◆ Data extracts:
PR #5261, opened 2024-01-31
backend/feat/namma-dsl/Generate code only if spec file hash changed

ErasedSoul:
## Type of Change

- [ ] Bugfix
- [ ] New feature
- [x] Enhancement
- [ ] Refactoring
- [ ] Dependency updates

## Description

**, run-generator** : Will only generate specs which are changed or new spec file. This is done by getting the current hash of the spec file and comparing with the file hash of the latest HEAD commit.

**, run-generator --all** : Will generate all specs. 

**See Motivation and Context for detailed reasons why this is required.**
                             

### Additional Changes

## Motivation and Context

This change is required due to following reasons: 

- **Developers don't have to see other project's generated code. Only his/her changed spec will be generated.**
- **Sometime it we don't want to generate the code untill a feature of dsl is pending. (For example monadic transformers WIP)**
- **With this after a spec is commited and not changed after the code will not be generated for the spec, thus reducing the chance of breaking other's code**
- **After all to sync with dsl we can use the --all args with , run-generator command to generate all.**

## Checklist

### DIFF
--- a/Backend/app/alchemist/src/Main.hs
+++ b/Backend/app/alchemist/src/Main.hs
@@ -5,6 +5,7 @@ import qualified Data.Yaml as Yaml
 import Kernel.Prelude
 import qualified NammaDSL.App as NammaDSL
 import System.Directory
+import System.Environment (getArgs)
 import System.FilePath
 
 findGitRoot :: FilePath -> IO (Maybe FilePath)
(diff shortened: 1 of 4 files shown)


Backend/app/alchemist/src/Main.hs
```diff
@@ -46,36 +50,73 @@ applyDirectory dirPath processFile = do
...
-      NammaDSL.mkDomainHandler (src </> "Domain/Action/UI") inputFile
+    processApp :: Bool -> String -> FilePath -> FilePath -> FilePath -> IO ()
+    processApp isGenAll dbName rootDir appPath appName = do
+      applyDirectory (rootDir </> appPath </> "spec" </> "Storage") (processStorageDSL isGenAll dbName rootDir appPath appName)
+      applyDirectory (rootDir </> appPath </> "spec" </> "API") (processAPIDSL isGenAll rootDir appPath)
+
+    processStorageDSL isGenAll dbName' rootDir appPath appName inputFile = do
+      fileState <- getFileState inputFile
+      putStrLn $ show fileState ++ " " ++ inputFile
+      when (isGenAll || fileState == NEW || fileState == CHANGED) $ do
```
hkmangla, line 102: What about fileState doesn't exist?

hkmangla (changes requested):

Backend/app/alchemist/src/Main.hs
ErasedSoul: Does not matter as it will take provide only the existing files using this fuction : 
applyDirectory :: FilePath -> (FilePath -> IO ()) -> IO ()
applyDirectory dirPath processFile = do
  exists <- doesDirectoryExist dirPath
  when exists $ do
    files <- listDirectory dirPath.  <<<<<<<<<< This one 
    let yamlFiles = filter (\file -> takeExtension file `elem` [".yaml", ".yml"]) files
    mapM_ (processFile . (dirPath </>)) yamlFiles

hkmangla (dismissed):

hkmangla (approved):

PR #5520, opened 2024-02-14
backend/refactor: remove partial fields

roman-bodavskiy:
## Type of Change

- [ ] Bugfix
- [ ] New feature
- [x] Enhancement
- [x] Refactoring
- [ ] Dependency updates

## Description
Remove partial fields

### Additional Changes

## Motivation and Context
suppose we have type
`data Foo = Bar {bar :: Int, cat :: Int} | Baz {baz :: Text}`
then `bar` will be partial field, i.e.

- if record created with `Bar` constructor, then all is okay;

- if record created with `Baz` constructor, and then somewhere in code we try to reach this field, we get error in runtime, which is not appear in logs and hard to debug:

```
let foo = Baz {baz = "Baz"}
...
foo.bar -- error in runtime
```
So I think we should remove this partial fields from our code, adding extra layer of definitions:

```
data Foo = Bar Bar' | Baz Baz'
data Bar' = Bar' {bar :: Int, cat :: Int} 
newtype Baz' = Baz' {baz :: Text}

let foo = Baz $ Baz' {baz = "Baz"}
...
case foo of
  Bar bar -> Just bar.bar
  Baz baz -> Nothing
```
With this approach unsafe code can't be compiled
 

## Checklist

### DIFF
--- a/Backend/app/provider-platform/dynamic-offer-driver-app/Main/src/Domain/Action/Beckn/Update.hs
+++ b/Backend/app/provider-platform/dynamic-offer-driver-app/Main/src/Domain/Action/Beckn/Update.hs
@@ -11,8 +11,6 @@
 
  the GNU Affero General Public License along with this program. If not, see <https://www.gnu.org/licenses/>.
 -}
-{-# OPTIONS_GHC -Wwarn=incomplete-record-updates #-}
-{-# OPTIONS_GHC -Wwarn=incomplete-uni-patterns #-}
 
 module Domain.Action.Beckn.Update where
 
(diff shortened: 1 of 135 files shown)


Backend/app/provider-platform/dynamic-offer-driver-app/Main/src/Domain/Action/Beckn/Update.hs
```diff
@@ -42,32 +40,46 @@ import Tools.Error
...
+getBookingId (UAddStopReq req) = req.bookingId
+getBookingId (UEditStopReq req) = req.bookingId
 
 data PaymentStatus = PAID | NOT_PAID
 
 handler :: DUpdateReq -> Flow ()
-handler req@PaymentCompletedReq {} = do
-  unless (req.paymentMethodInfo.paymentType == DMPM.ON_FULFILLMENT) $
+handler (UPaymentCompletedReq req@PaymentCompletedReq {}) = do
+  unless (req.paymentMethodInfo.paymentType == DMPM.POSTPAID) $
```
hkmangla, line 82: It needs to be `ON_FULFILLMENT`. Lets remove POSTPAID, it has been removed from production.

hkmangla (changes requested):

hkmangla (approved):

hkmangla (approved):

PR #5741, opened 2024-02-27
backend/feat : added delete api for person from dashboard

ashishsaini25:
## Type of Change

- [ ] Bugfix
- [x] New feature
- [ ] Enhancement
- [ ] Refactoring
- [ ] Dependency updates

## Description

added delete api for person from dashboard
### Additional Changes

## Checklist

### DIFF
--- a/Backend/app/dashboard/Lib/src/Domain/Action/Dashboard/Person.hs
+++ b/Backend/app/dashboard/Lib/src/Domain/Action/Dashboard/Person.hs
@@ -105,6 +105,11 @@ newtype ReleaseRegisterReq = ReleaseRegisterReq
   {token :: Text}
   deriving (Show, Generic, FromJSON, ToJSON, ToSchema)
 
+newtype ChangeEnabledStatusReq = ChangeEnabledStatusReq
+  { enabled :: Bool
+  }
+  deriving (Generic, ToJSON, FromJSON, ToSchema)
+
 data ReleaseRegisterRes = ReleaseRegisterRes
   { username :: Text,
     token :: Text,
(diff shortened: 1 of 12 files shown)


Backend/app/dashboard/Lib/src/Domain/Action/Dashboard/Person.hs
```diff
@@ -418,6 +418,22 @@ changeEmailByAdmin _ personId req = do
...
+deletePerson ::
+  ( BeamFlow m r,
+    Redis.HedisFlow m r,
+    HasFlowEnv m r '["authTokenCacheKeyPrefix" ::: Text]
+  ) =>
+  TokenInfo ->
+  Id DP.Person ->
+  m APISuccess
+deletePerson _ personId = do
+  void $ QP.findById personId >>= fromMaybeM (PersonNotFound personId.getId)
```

◆ Exercise directions: Scan the records above. Return every line with "ToSchema" in it.

◆ Your solution:
   deriving (Show, Generic, FromJSON, ToJSON, ToSchema)
+  deriving (Generic, ToJSON, FromJSON, ToSchema)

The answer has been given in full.